Collected data:

┌──

Issue #357, opened 2023-10-10
Page Builder: Featured pages component


leandrocp:
Currently the featured blog posts section in the dockyard.com website (screenshot below) is managed by a custom database table and custom code but we want to expose that kind of content as a reusable component that will look like:

```heex
<BeaconWeb.Components.featured_pages />
```

That component can receive an `source` argument that is a function used to return a list of pages. It should be optional and the default implementation should be `Content.list_pages(site, per_page: 3, sort: :updated_at)`

`site` can be fetched from the live view process, see https://github.com/BeaconCMS/beacon/blob/cbe3bf7445cc559c96310593105e710366ed2cea/lib/beacon_web/components/components.ex#L28

<img width="1581" alt="Screenshot 2023-10-10 at 10 30 56 AM" src="https://github.com/BeaconCMS/beacon/assets/36407/00a116d7-30fe-41b0-8897-097fc1b8cde5">

edborsa:
Hey, I created a PR for this one ;)

https://github.com/BeaconCMS/beacon/pull/388

PR #389, opened 2023-12-30
Feat: Page Builder Featured Pages Component

edborsa:
Issue: https://github.com/BeaconCMS/beacon/issues/357

### DIFF
--- a/lib/beacon_web/components/components.ex
+++ b/lib/beacon_web/components/components.ex
@@ -53,6 +53,83 @@ defmodule BeaconWeb.Components do
   end
 
   @doc """
+  Renders a feature page item to be used in the BeaconWeb.Components.featured_pages component.
+
+  ## Examples
+
+      <BeaconWeb.Components.feature_page_item />
+  """
+
+  attr :title, :string, required: true
+  attr :published_date, :any, required: true
+  attr :image_path, :string, required: true
+
+  def feature_page_item(assigns) do
+    ~H"""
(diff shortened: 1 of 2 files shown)


edborsa:
Hey @leandrocp could you help me with something here?

I am not really sure what to do with @published_date and @@image_path.
From the list returned by Beacon.Content.list_pages the inserted_at is a DateTime and there is no image_path.
Another thing that I was not sure how to make it right is a missing part for the @site_pages. Is the attr attribute correct? How woul you do it?

leandrocp:
@edborsa I just realized the issue isn't well described but you're still on the right path. Components are supposed to be reusable, and even though this one is extracted from dockyard.com, it still needs to be as generic as possible providing a default implementation that can be overwritten, thus we need to:

1. let the user pass a function to fetch the pages (providing a default implementation)
2. let the user define how such pages are displayed (providing a default implementation)

So the component call will look like this:

```elixir
<BeaconWeb.Components.featured_pages />
```

Which should render a row with 3 pages displaying the `page.title` and `page.updated_at`, a link to `page.path` around each "card" and format the date as the image below:

featured pages


But the user may want to change which pages are displayed, so that component can accept a `pages` attr:

```elixir
<BeaconWeb.Components.featured_pages pages={Beacon.Content.list_pages(@beacon.site, per_page: 3, query: "products", sort: :title)} />
```

Not only that but the user may want to customize how the pages are displayed as well:

```elixir
<BeaconWeb.Components.featured_pages :let={page} pages={Beacon.Content.list_pages(...)}>
  <article ...>
    <%= page.title %>
  </article>
</BeaconWeb.Components.featured_pages>
```

---------------

Some notes:
- There is no image, that's an extra attribute used solely in the dockyard.com site
- Neither the header nor the footer has to be present in the component

---------------

I hope that's more clear now but feel free to ask. Thanks!

edborsa:
@leandrocp I think I got it.
You can use with or without inner_content.

Without it will look like this:
image

leandrocp:
❤️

└──

- What is being asked
State how many lines of the data contain the word "required". Nothing besides the number belongs in the reply.

- Solution to this exercise
3